I am not sure what are high values for drop_reason.stream_error But compared to the other numbers these seemed to be high. Later I enabled more details in stats.log and got this:

ips.accepted                                  | Total                     | 180267
ips.blocked                                   | Total                     | 19401
ips.drop_reason.flow_drop                     | Total                     | 1795
ips.drop_reason.rules                         | Total                     | 1718
ips.drop_reason.stream_error                  | Total                     | 15888
[..]
capture.afpacket.poll_timeout                 | Total                     | 103893
[..]
stream.fin_but_no_session                     | Total                     | 12508
stream.rst_but_no_session                     | Total                     | 2577
stream.pkt_invalid_ack                        | Total                     | 47
stream.pkt_broken_ack                         | Total                     | 21
stream.rst_invalid_ack                        | Total                     | 47
stream.pkt_spurious_retransmission            | Total                     | 14735

And I was thinking it has to do with the pkt_spurious_retransmission. But my debugging journey ended here.

So I would be happy,

  • if someone here could point me to some good guide
  • or would like to help me understand (especially for learning purposes!) how I could do further debugging - what I could check to find the cause for this.
  • or if someone already knows what’s happening, some explanation.

Suricata Version

7.0.2-1~bpo12+1

How did I install Suricata

apt-get install suricata -t bookworm-backports

OS/etc

Debian 12 aka Bookworm. Tested with three different Kernels. Currently using 6.5.0-0.deb12.4-cloud-amd64. However - Same problems with the default (6.1.x) and the non-cloud (-cloud) kernel.

Any other information I can provide?

Thanks in advance,
Jean

Hi there,

I still did not find a solution or better explanation for what I am observing. Anyone willing to explain me how to interpret the values I’m seeing? Especially interested in:

what stream.pkt_spurious_retransmission does
what drop-invalid drops (i.e. when is a packet invalid according to this setting?)

Thanks in advance

I think it’s most likely the ips.drop_reason.stream_error number is related to the stream.fin_but_no_session and stream.rst_but_no_session numbers. These mean that Suricata did not have a TcpSession on a flow when RST or FIN packets arrived. This can happen if these packets are unexpected but also if the flow manager has timed out an existing flow.

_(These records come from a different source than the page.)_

PR #195, opened 2019-01-11
preserve element names in `alpha()`

wibeasley:
The `alpha()` function now preserves names on the elements.  I followed the approach used earlier in the file for `col2hcl()`.

https://github.com/r-lib/scales/blob/51547d6865f61f8cc0239063bacc619dce8a35b6/R/colour-manip.r#L26

A common use case for me is when I create palette to pass to the `values` parameter of `ggplot2::scales_color_manual()` and `ggplot2::scales_fill_manual()`.  Like the [chapter 5 scatterplots here](
https://github.com/OuhscBbmc/DeSheaToothakerIntroStats/blob/master/thumbnails/thumbnails.md) (and  countless people before me), the scatterpoints are darker around the edges, but translucent in the center.  I need explicit vector names to force colors to be consistent across plots, even if a factor level is missing.

image

Instead of replicating the rgb components like:
```r
palette_dark  <- c("FALSE"="#3288BD"  , "TRUE"="#D53E4F"  ) # http://colrd.com/palette/18893/
palette_light <- c("FALSE"="#3288BDAA", "TRUE"="#D53E4FAA") 
```

It would be nice to reuse the palette (especially if wasn't defined immediately above):
```r
palette_dark  <- c("FALSE"="#3288BD", "TRUE"="#D53E4F") 
palette_light <- scales::alpha(palette_dark, .5)
```

### DIFF
--- a/R/colour-manip.r
+++ b/R/colour-manip.r
@@ -50,8 +50,6 @@ muted <- function(colour, l=30, c=70) col2hcl(colour, l = l, c = c)
 #' alpha("red", 0.1)
 #' alpha(colours(), 0.5)
 #' alpha("red", seq(0, 1, length.out = 10))
-#' alpha(c(`1` = "gold", `2` = "lightgray", `3` = "#cd7f32"), .5)
-#' alpha(c(first = "gold", second = "lightgray", third = "#cd7f32"), .5)
 #' alpha(c("first" = "gold", "second" = "lightgray", "third" = "#cd7f32"), .5)
 alpha <- function(colour, alpha = NA) {
   col <- grDevices::col2rgb(colour, TRUE) / 255
--- a/R/colour-manip.r
+++ b/R/colour-manip.r
@@ -50,9 +50,9 @@ muted <- function(colour, l=30, c=70) col2hcl(colour, l = l, c = c)
 #' alpha("red", 0.1)
 #' alpha(colours(), 0.5)
 #' alpha("red", seq(0, 1, length.out = 10))
-#' alpha(c(`1`="gold", `2`="lightgray", `3`="#cd7f32"), .5)
-#' alpha(c(first="gold", second="lightgray", third="#cd7f32"), .5)
-#' alpha(c("first"="gold", "second"="lightgray", "third"="#cd7f32"), .5)
+#' alpha(c(`1` = "gold", `2` = "lightgray", `3` = "#cd7f32"), .5)
+#' alpha(c(first = "gold", second = "lightgray", third = "#cd7f32"), .5)
+#' alpha(c("first" = "gold", "second" = "lightgray", "third" = "#cd7f32"), .5)
 alpha <- function(colour, alpha = NA) {
   col <- grDevices::col2rgb(colour, TRUE) / 255
 
--- a/R/colour-manip.r
+++ b/R/colour-manip.r
@@ -50,6 +50,9 @@ muted <- function(colour, l=30, c=70) col2hcl(colour, l = l, c = c)
 #' alpha("red", 0.1)
 #' alpha(colours(), 0.5)
 #' alpha("red", seq(0, 1, length.out = 10))
+#' alpha(c(`1`="gold", `2`="lightgray", `3`="#cd7f32"), .5)
+#' alpha(c(first="gold", second="lightgray", third="#cd7f32"), .5)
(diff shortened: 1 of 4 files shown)


wibeasley:
I see Travis failed with warnings about LaTeX and encoding.  I assume that's unrelated to my additions to the Rd file.  (I don't get those warnings on my local Ubuntu machine.)  But tell me if there's something I should modify.
```
checking PDF version of manual without hyperrefs or index ... ERRORchecking PDF version of manual ... WARNING
LaTeX errors when creating PDF version.
This typically indicates Rd problems.
LaTeX errors found:
! Package inputenc Error: Unicode char ≥ (U+2265)
(inputenc)                not set up for use with LaTeX.
```

dpseidel:
The build failure seems to be triggered by the `≥` symbols in the `number_si()` function documentation added over 5 months ago. We haven't caught it before since it appears in previous builds travis included a `-no-manual` flag to the R CMD check call. Similarly, I can reproduce this on my Mac only if I run `devtools::check(manual = T)`. 

@hadley or @jimhester is there something I need to add to the travis.yml to fix the latex install and this problem? Alternatively we could remove or escape these special characters?

@wibeasley Thanks for your PR! Would you mind tidy styling the code in your examples and tests? scales adheres to the [tidyverse style guide](https://style.tidyverse.org). Additionally, can you please add a bullet to NEWS.md? It should briefly describe the change and end with (@yourname, #issuenumber).

R/colour-manip.r
```diff
@@ -50,6 +50,9 @@ muted <- function(colour, l=30, c=70) col2hcl(colour, l = l, c = c)
 #' alpha("red", 0.1)
 #' alpha(colours(), 0.5)
 #' alpha("red", seq(0, 1, length.out = 10))
+#' alpha(c(`1` = "gold", `2` = "lightgray", `3` = "#cd7f32"), .5)
```
hadley: I think you only need a single example here

tests/testthat/test-alpha.r
```diff
@@ -29,3 +29,22 @@ test_that("col values recycled to match alpha", {
 
   expect_equal(alphas, reds_alpha)
 })
+
+test_that("preserves element names", {
+  expect_equal(c("first", "second", "third"), names(alpha(c(first   = "gold", second   = "lightgray", third   = "#cd7f32"), .5)))   # not quoted
```
hadley: I think you only need a single expectation here; otherwise you're acutally testing the behaviour of `names<-`.

R/colour-manip.r
wibeasley: @hadley, I thought it would be helpful for the example to show (a) backticks, (b) quoted, and (c) unquoted. 

Does that change your mind?  If you still think the triplicate is tedious, I'll remove two.  Which line(s) are the preferred tidyverse style?  

I think I'd prefer quotes here, because sometimes these levels are assigned dynamically inside a function.

tests/testthat/test-alpha.r
wibeasley: @hadley, I'm leaving the two cases where the first/last element is unnamed.  It's a habit of mine protecting against one-off errors.  If you feel strongly, I'll thin it out more.

R/colour-manip.r
hadley: I think `c("a" = "b")` is the best style. There's no need to elucidate every feature of `c()` here.

tests/testthat/test-alpha.r
```diff
@@ -29,3 +29,18 @@ test_that("col values recycled to match alpha", {
 
   expect_equal(alphas, reds_alpha)
 })
+
+test_that("preserves element names", {
+  expect_equal(c("first", "second", "third"), names(alpha(c("first" = "gold", "second" = "lightgray", "third" = "#cd7f32"), .5)))   # quoted
```
hadley: Again, given that all the code does is call `names<-`, I don't think these tests are necessary. You are adding additional overhead (tests that need to be read and understood) for no additional robustness.

hadley:
Thanks! For future reference, if you include `Fixes #xyz` in a commit message (or the text of the PR), the corresponding issue will be automatically closed when the PR is merged.

wibeasley:
Cool.  I didn't realize there was an issue for this outside my PR.  I'll keep an eye out in the future.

It’s pretty normal to see stream.pkt_spurious_retransmission, it’s not treated as an error. It just means we saw a data segment be sent before the already ACK’d window, which means it will not be used in reassembly anymore.

Wrt debugging this: perhaps you can capture a pcap of the relevant traffic, and inspect the pcap using the eve.stream output. This can per packet show you the stream engine’s internal state. Then you can compare that to Wireshark’s view of the pcap.